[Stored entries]
PR #1892, opened 2024-03-11
Make tox pass selenium environment variables

living180:
# Description

When running tox, pass through the user's `DISPLAY` and `DJANGO_SELENIUM_TESTS` environment variables, so that

    DJANGO_SELENIUM_TESTS=true tox

will actually run the Selenuim integration tests.  Without this change, the test suite never sees the `DJANGO_SELENIUM_TESTS` variable and thus skips the integration tests.  Without `DISPLAY`, the integration tests will error out (unless `CI` is present in the environment to instruct the test suite to run the Selenium webdriver in headless mode).

# Checklist:

### DIFF
--- a/tox.ini
+++ b/tox.ini
@@ -30,6 +30,8 @@ passenv=
     DB_PASSWORD
     DB_HOST
     DB_PORT
+    DISPLAY
+    DJANGO_SELENIUM_TESTS
     GITHUB_*
 setenv =
     PYTHONPATH = {toxinidir}


tim-schilling:
I think we previously left the selenium tests off because they're a bit burdensome to run locally.

matthiask (approved):
Makes sense. This should make it easier to run the selenium tests locally.

living180:
Yes, this PR isn't changing that default, it is just making it possible to enable them through tox if desired.  Right now the [Contributing](https://django-debug-toolbar.readthedocs.io/en/latest/contributing.html) docs includes the following snippet:

image

The first two lines using `make` work, but the third using `tox` doesn't without this change, since tox won't pass through the `DJANGO_SELENIUM_TESTS` variable without it.

Issue #1905, opened 2024-04-12
Exception while resolving variable 'toolbar' in template


foundkey:
When sending a request using ajax, toolbar.js will send a request at the same time:
`GET /__debug__/history_sidebar/?store_id=<id> HTTP/1.1`

This request will throw the following exception when rendering the template：
> Traceback (most recent call last):
  File "/Users/.venv/lib/python3.10/site-packages/django/template/base.py", line 898, in _resolve_lookup
    raise VariableDoesNotExist(
django.template.base.VariableDoesNotExist: Failed lookup for key [toolbar] in [{'True': True, 'False': False, 'None': None}, {'panel': <debug_toolbar.panels.cache.CachePanel object at 0x11f936590>}]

### Required work
Repeat the records, every one of them, without any deviation.

### Result for this exercise
PR #1892, opened 2024-03-11
Make tox pass selenium environment variables

living180:
# Description

When running tox, pass through the user's `DISPLAY` and `DJANGO_SELENIUM_TESTS` environment variables, so that

    DJANGO_SELENIUM_TESTS=true tox

will actually run the Selenuim integration tests.  Without this change, the test suite never sees the `DJANGO_SELENIUM_TESTS` variable and thus skips the integration tests.  Without `DISPLAY`, the integration tests will error out (unless `CI` is present in the environment to instruct the test suite to run the Selenium webdriver in headless mode).

# Checklist:

### DIFF
--- a/tox.ini
+++ b/tox.ini
@@ -30,6 +30,8 @@ passenv=
     DB_PASSWORD
     DB_HOST
     DB_PORT
+    DISPLAY
+    DJANGO_SELENIUM_TESTS
     GITHUB_*
 setenv =
     PYTHONPATH = {toxinidir}


tim-schilling:
I think we previously left the selenium tests off because they're a bit burdensome to run locally.

matthiask (approved):
Makes sense. This should make it easier to run the selenium tests locally.

living180:
Yes, this PR isn't changing that default, it is just making it possible to enable them through tox if desired.  Right now the [Contributing](https://django-debug-toolbar.readthedocs.io/en/latest/contributing.html) docs includes the following snippet:

image

The first two lines using `make` work, but the third using `tox` doesn't without this change, since tox won't pass through the `DJANGO_SELENIUM_TESTS` variable without it.

Issue #1905, opened 2024-04-12
Exception while resolving variable 'toolbar' in template


foundkey:
When sending a request using ajax, toolbar.js will send a request at the same time:
`GET /__debug__/history_sidebar/?store_id=<id> HTTP/1.1`

This request will throw the following exception when rendering the template：
> Traceback (most recent call last):
  File "/Users/.venv/lib/python3.10/site-packages/django/template/base.py", line 898, in _resolve_lookup
    raise VariableDoesNotExist(
django.template.base.VariableDoesNotExist: Failed lookup for key [toolbar] in [{'True': True, 'False': False, 'None': None}, {'panel': <debug_toolbar.panels.cache.CachePanel object at 0x11f936590>}]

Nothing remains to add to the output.